PR #283, opened 2016-10-17
Fix parent setting in sb2 importer

### LINKED ISSUE #205: Something's up with stack highlights.
From @picklesrus:
"I replaced the repeat block in Champ99 with a repeat forever block, leaving the old repeat floating the in the workspace.  When I run it, the floating repeat block highlights along with the stack of blocks actually attached to the start block."
Seems bad to me - like something is having the wrong parent set in the block representation?

tmickel:
Previously, the SB2 importer would set the parent of all blocks in an inner block list to the outer block. But, the expected behavior is that blocks after the 0th have their parent set to the previous block. This was leading to weird behavior where splitting the blocks out of the input could lead to old non-connected blocks to be highlighted when the block was running. I believe this fixes #205.

### DIFF
--- a/src/import/sb2import.js
+++ b/src/import/sb2import.js
@@ -292,8 +292,14 @@ function parseBlock (sb2block) {
                     // Single block occupies the input.
                     innerBlocks = [parseBlock(providedArg)];
                 }
+                var previousBlock = null;
                 for (var j = 0; j < innerBlocks.length; j++) {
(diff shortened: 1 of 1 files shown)


thisandagain:
Ah. Good catch ... I should have seen that when writing the tests. 👍

MooShoe:
>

_ _ _

About this exercise ▸
Where a line in the records above contains the string "importer", return that line.

Task result ▸
Fix parent setting in sb2 importer
Previously, the SB2 importer would set the parent of all blocks in an inner block list to the outer block. But, the expected behavior is that blocks after the 0th have their parent set to the previous block. This was leading to weird behavior where splitting the blocks out of the input could lead to old non-connected blocks to be highlighted when the block was running. I believe this fixes #205.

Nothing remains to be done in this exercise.